[[ AVAILABLE DATA open ]]
PR #3180, opened 2016-07-20
Auto-build mongo text indexes for searchable fields

molomby:
Introduces a `searchUsesTextIndex` flag for lists that causes Keystone to create text indexes for the specified `searchFields` while being registered (defaults to false). Listeners have been added so that, if mongo returns an error during index creation, it will bubble out to stderr. If a text index has already been specified *in the Keystone list definition* no new text index will be added (only one text index can exist on a collection).

The `searchUsesTextIndex` flag is also used to enable the filtering logic that utilises these indexes for searches initiated from the admin UI. 

I've also added some debug calls (using the npm `debug` module) to some of the functions that deal with query/filter generation.

The main effect of the above changes is to dramatically reduce response time when searching large lists using the Keystone admin UI. However search behaviour differs slightly compared to the default regex based search. In both cases all `searchFields` are searched for all terms and the search remains case insensitive but, when using text indexes the search behaviour, *only whole words are matched*.

Eg. given a value like `address: {street: '191 Clarence St', suburb: 'Sydney', state: 'NSW'}` in which all fields are indexed, a search for 'clarence Sydney' will return the document with either the text index or regex based approaches but, when searching for just 'clarence syd', the text index search will not return the document since 'syd' doesn't match any complete words.

### DIFF
--- a/lib/list.js
+++ b/lib/list.js
@@ -26,8 +26,9 @@ function List(key, options) {
 		track: false,
 		inherits: false,
 		searchFields: '__name__',
+		searchUsesTextIndex: false,
 		defaultSort: '__default__',
-		defaultColumns: '__name__'
+		defaultColumns: '__name__',
 	};
 
 	// initialFields values are initialised on demand by the getter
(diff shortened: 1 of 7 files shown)


molomby:
Closing this for now.. it doesn't behave the way I expected when there's an existing text index.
[[ AVAILABLE DATA closed ]]
• [DESCRIPTION OF THE TASK]: Repeat the entries. Keep each one exactly as written.

• [TASK RESULT]:
PR #3180, opened 2016-07-20
Auto-build mongo text indexes for searchable fields

molomby:
Introduces a `searchUsesTextIndex` flag for lists that causes Keystone to create text indexes for the specified `searchFields` while being registered (defaults to false). Listeners have been added so that, if mongo returns an error during index creation, it will bubble out to stderr. If a text index has already been specified *in the Keystone list definition* no new text index will be added (only one text index can exist on a collection).

The `searchUsesTextIndex` flag is also used to enable the filtering logic that utilises these indexes for searches initiated from the admin UI. 

I've also added some debug calls (using the npm `debug` module) to some of the functions that deal with query/filter generation.

The main effect of the above changes is to dramatically reduce response time when searching large lists using the Keystone admin UI. However search behaviour differs slightly compared to the default regex based search. In both cases all `searchFields` are searched for all terms and the search remains case insensitive but, when using text indexes the search behaviour, *only whole words are matched*.

Eg. given a value like `address: {street: '191 Clarence St', suburb: 'Sydney', state: 'NSW'}` in which all fields are indexed, a search for 'clarence Sydney' will return the document with either the text index or regex based approaches but, when searching for just 'clarence syd', the text index search will not return the document since 'syd' doesn't match any complete words.

### DIFF
--- a/lib/list.js
+++ b/lib/list.js
@@ -26,8 +26,9 @@ function List(key, options) {
 		track: false,
 		inherits: false,
 		searchFields: '__name__',
+		searchUsesTextIndex: false,
 		defaultSort: '__default__',
-		defaultColumns: '__name__'
+		defaultColumns: '__name__',
 	};
 
 	// initialFields values are initialised on demand by the getter
(diff shortened: 1 of 7 files shown)


molomby:
Closing this for now.. it doesn't behave the way I expected when there's an existing text index.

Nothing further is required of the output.